Activity: The word "files" occurs in some of the lines below; copy each of those lines.

Saved entries:
BEGIN

PR #8135, opened 2025-09-22
feat: build win10 user targeting for braze to start ip warming

LiamMcFall:
## Description

This PR creates the basis of what we need to target 14 day inactive windows 10 firefox users. 

* DENG-9051

### DIFF
--- a/sql/moz-fx-data-shared-prod/subscription_platform_derived/stripe_logical_subscriptions_history_v1/query.sql
+++ b/sql/moz-fx-data-shared-prod/subscription_platform_derived/stripe_logical_subscriptions_history_v1/query.sql
@@ -77,14 +77,6 @@ plan_services AS (
   GROUP BY
     plan_id
 ),
-paypal_subscriptions AS (
-  SELECT DISTINCT
-    subscription_id
-  FROM
-    `moz-fx-data-shared-prod.stripe_external.invoice_v1`
-  WHERE
-    JSON_VALUE(metadata, '$.paypalTransactionId') IS NOT NULL
-),
 subscriptions_history_charge_summaries AS (
   SELECT
     history.id AS subscriptions_history_id,
@@ -226,7 +218,11 @@ SELECT
       FORMAT_TIMESTAMP('%FT%H:%M:%E6S', history.subscription_first_active_at)
     ) AS id,
     'Stripe' AS provider,
-    IF(paypal_subscriptions.subscription_id IS NOT NULL, 'PayPal', 'Stripe') AS payment_provider,
+    IF(
+      history.subscription.collection_method = 'send_invoice',
+      'PayPal',
+      'Stripe'
+    ) AS payment_provider,
     history.subscription.id AS provider_subscription_id,
     subscription_item.id AS provider_subscription_item_id,
     history.subscription.created AS provider_subscription_created_at,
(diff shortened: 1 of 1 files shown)


LiamMcFall:
I need to be able to to query `moz-fx-data-shared-prod.accounts_db_external.fxa_emails_v1` in order to get the email addresses for FX accounts that don't already have an existing Braze user associated with it. As such, I can't currently run this query in full until I have that access.

LiamMcFall:
I will open a ticket to get myself access to `workgroup:accounts-confidential` so that I can get this query fully tested/productionalized.

sql/moz-fx-data-shared-prod/braze_derived/fxa_win10_users_v1/metadata.yaml
```diff
@@ -0,0 +1,12 @@
+friendly_name: Fxa Win10 Users
```
chelseyklein:
```suggestion
friendly_name: Mozilla Account Win10 Users
```
Thinking since we switched from using Fx Account to Mozilla Account we might want to rename this...something like mza in place of fxa? Might complicate things too much...so it's up to you :)

LiamMcFall:
@chelseybeck 

OKAY! I have made some changes.

Ultimately while I don't think we _need_ an intermediate table, I decided that I would like to have one to separate the steps of what is happening:

1. `braze_derived.fxa_win10_users_daily_v1` looks at a single day based on submission date and builds the list of windows 10 users who have been inactive for 14 days. I removed the previous logic that looked at 14-21 days since this will likely run for multiple days before the first email is sent. Looking at a bigger window of days would just make the table less efficient to build on subsequent runs. This table will only have the inactive users for the most recent submission date.

2. `braze_derived.fxa_win10_users_historical_v1` will be our table that contains ALL users who have been added to the list. It will be partitioned by submission date and each day will look at `braze_derived.fxa_win10_users_daily_v1` and add any new users to the list that are not already contained in the table based on their FxA id. This table will be our historical record of all users who will have been added to the email group. It also generates external ids for any users that do not already have one. If a user reactivates and then goes inactive for 14 days at any point they will still only show up in this table the FIRST time they go inactive. If we get approval for follow up emails, this logic can be adjusted. Additionally, this table is currently storing only locale en-US as that is the only locale we want to sync while doing IP warming. As we approach launch date for the full campaign, October 14 2025, we will add in the rest of the desired locales.

3. `braze_external.win10_users_sync_v1` will be the table that actually gets synced into Braze. Each day it will be overwritten with the users who have been added to `braze_derived.fxa_win10_users_historical_v1` for that submission date.

The daily and historical tables could hypothetically be a single table, but I like the separation of their functions. I think it also allows us more flexibility in terms of what we will need to change if approval is granted to send follow up emails.

LiamMcFall:
- braze_derived.test_fxa_win10_users_daily_v1
- braze_derived.test_fxa_win10_users_historical_v1
- braze_external.test_win10_users_sync_v1

The above tables can all be view in BQ. I ran a few days worth of backfill and made sure that we did not have duplicate in the historical table. `test_fxa_win10_users_daily_v1` and `test_win10_users_sync_v1` will be as of 9/29 submission date, and `test_fxa_win10_users_historical_v1` has data for 9/27-9/29.

sql/moz-fx-data-shared-prod/braze_derived/fxa_win10_users_v1/metadata.yaml
LiamMcFall: yeah I think I want to leave this as is for right now. I'm open to that change, but I also think I am trying to keep things as consistent as possible with how this project is being talked about which has currently been all in terms of Fx Accounts....

chelseybeck (approved):
great work, @LiamMcFall 🙌

PR #8140, opened 2025-09-22
[DENG-9732] Filter out remotecontent events from event etl

BenWu:
## Description

This filters the [high volume `uptake.remotecontent.result` events](https://bugzilla.mozilla.org/show_bug.cgi?id=1989348) from legacy and glean event tables. This might fix the [`event_monitoring_aggregates_v1` failures](https://bugzilla.mozilla.org/show_bug.cgi?id=1989142) but I'm still waiting for the queries to finish.

I also rearranged the `event_monitoring_aggregates_v1` query a bit to aggregate events per ping before aggregating per app since I found that it uses slightly less slot time and shuffle 

* DENG-9732

### DIFF
--- a/bqetl_project.yaml
+++ b/bqetl_project.yaml
@@ -300,6 +300,8 @@ view:
     - sql/moz-fx-data-shared-prod/activity_stream/tile_id_types/view.sql
     - sql/moz-fx-data-shared-prod/pocket/pocket_reach_mau/view.sql
     - sql/moz-fx-data-shared-prod/telemetry/buildhub2/view.sql
+    # https://bugzilla.mozilla.org/show_bug.cgi?id=1990074
+    - sql/moz-fx-data-shared-prod/monitoring/event_monitoring_live/view.sql
     # Dataset glam-fenix-dev:glam_etl was not found
     # TODO: this should be removed if views are to be automatically deployed
     - sql/glam-fenix-dev/glam_etl/**/view.sql
--- a/sql/moz-fx-data-shared-prod/firefox_desktop_derived/enterprise_metrics_clients_v1/backfill.yaml
+++ b/sql/moz-fx-data-shared-prod/firefox_desktop_derived/enterprise_metrics_clients_v1/backfill.yaml
@@ -4,7 +4,7 @@
   reason: Need to redo backfill to make sure the data matches the query.
   watchers:
   - kik@mozilla.com
-  status: Initiate
+  status: Complete
   shredder_mitigation: false
   override_retention_limit: false
 
--- a/sql/moz-fx-data-shared-prod/firefox_desktop_derived/enterprise_metrics_v1/backfill.yaml
+++ b/sql/moz-fx-data-shared-prod/firefox_desktop_derived/enterprise_metrics_v1/backfill.yaml
@@ -1,0 +1,9 @@
+2025-09-23:
+  start_date: 2023-08-11
+  end_date: 2025-09-23
+  reason: Initial backfill of the dataset.
+  watchers:
+  - kik@mozilla.com
+  status: Initiate
+  shredder_mitigation: false
+  override_retention_limit: false
--- a/sql/moz-fx-data-shared-prod/firefox_desktop_derived/report_content_v1/query.sql
+++ b/sql/moz-fx-data-shared-prod/firefox_desktop_derived/report_content_v1/query.sql
@@ -10,12 +10,12 @@ WITH events AS (
     mozfun.map.get_key(event.extra, 'topic') AS topic,
     mozfun.map.get_key(event.extra, 'url') AS url
   FROM
-    `moz-fx-data-shared-prod.firefox_desktop.newtab` AS e
+    `moz-fx-data-shared-prod.firefox_desktop.newtab_content` AS e
   CROSS JOIN
     UNNEST(e.events) AS event
   WHERE
     DATE(submission_timestamp) = @submission_date
-    AND event.category = 'newtab'
+    AND event.category = 'newtab_content'
     AND event.name = 'report_content_submit'
 )
 SELECT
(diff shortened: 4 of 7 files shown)


sql/moz-fx-data-shared-prod/telemetry_derived/event_events_v1/query.sql
```diff
@@ -53,30 +53,34 @@ FROM
...
     event_category = 'security'
     AND event_method = 'unexpectedload'
     AND mozfun.map.get_key(event_map_values, 'contenttype') = 'TYPE_STYLESHEET'
-    AND mozfun.norm.truncate_version(app_version, 'major')
+    AND mozfun.norm.extract_version(app_version, 'major')
     BETWEEN 84
     AND 87
-  )
-  AND
+  ) IS FALSE
```
sean-rose: **issue:** Using `IS FALSE` means that the event will be excluded if one or more of the fields being checked is null (including event extras being checked not being present) while the rest of the non-null field conditions match.  

If that isn't the intended behavior then I'd recommend using `IS NOT TRUE` instead (same goes for the other usages of `IS FALSE`).

sql_generators/glean_usage/templates/event_monitoring_aggregates_v1.query.sql
```diff
@@ -8,17 +8,26 @@ WITH
...
+        @submission_date AS submission_date,
+        TIMESTAMP_ADD(
+          TIMESTAMP_TRUNC(submission_timestamp, HOUR),
+            -- Aggregates event counts over 60-minute intervals
+          INTERVAL(DIV(EXTRACT(MINUTE FROM submission_timestamp), 60) * 60) MINUTE
+        ) AS window_start,
+        TIMESTAMP_ADD(
+          TIMESTAMP_TRUNC(submission_timestamp, HOUR),
+          INTERVAL((DIV(EXTRACT(MINUTE FROM submission_timestamp), 60) + 1) * 60) MINUTE
+        ) AS window_end,
```
sean-rose: **suggestion (non-blocking):** I see this was existing code just being moved into this CTE, but this logic doesn't make sense to me since the extracted minute will always be less than 60, in which case `DIV(EXTRACT(MINUTE FROM submission_timestamp), 60)` would always evaluate to zero, and this could be simplified:

```suggestion
        TIMESTAMP_TRUNC(submission_timestamp, HOUR) AS window_start,
        TIMESTAMP_ADD(
          TIMESTAMP_TRUNC(submission_timestamp, HOUR),
          INTERVAL 1 HOUR
        ) AS window_end,
```

Or am I missing something?

sql_generators/glean_usage/templates/event_monitoring_aggregates_v1.query.sql
```diff
@@ -30,22 +39,35 @@ WITH
...
+        {% endif %}
+      GROUP BY
+        submission_date,
+        window_start,
+        window_end,
+        event_category,
+        event_name,
+        event_extra_key,
+        country,
+        normalized_app_name,
```
sean-rose: **suggestion (blocking):** I presume trying to group by `normalized_app_name` would fail given you removed that column from this CTE above.
```suggestion
```

sql_generators/glean_usage/templates/event_monitoring_aggregates_v1.query.sql
```diff
@@ -30,22 +39,35 @@ WITH
...
+        channel,
+        version,
+        experiment,
+      experiment_branch
```
sean-rose: **nitpick:** Indentation.
```suggestion
        experiment,
        experiment_branch
```

sql_generators/glean_usage/templates/event_monitoring_aggregates_v1.query.sql
```diff
@@ -30,22 +39,35 @@ WITH
...
-        INTERVAL(DIV(EXTRACT(MINUTE FROM submission_timestamp), 60) * 60) MINUTE
-      ) AS window_start,
-      TIMESTAMP_ADD(
-        TIMESTAMP_TRUNC(submission_timestamp, HOUR),
-        INTERVAL((DIV(EXTRACT(MINUTE FROM submission_timestamp), 60) + 1) * 60) MINUTE
-      ) AS window_end,
-      * EXCEPT (submission_timestamp),
-      COUNT(*) AS total_events,
+      "{{ dataset['canonical_app_name'] }}" AS normalized_app_name,
+      * REPLACE (SUM(total_events) AS total_events),
```
sean-rose: **issue:** This is changing the order of the columns being returned, which seems like something we should avoid if we can.

```suggestion
      submission_date,
      window_start,
      window_end,
      event_category,
      event_name,
      event_extra_key,
      country,
      "{{ dataset['canonical_app_name'] }}" AS normalized_app_name,
      channel,
      version,
      experiment,
      experiment_branch,
      SUM(total_events) AS total_events,
```

sql_generators/glean_usage/templates/events_stream_v1.query.sql
```diff
@@ -153,6 +153,12 @@ CROSS JOIN
         AND event.name = 'enrollment_status'
         AND app_version_major = 140
       )
+      -- See https://mozilla-hub.atlassian.net/browse/DENG-9732
+      AND (
+        event.category = "uptake.remotecontent.result"
+        AND event.name IN ("uptake_remotesettings", "uptake_normandy")
+        AND mozfun.norm.extract_version(client_info.app_display_version, 'major') >= 143
```
sean-rose: **suggestion (non-blocking):** Here we have an `app_version_major` column readily available.
```suggestion
        AND app_version_major >= 143
```

sql_generators/glean_usage/templates/event_monitoring_aggregates_v1.query.sql
BenWu: Yes it's equivalent.  I'll change it

sql_generators/glean_usage/templates/event_monitoring_aggregates_v1.query.sql
BenWu: The query works because `normalized_app_name` is in the source table but yes this should be removed

sean-rose (approved):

END

Answer section:
(diff shortened: 1 of 1 files shown)
(diff shortened: 4 of 7 files shown)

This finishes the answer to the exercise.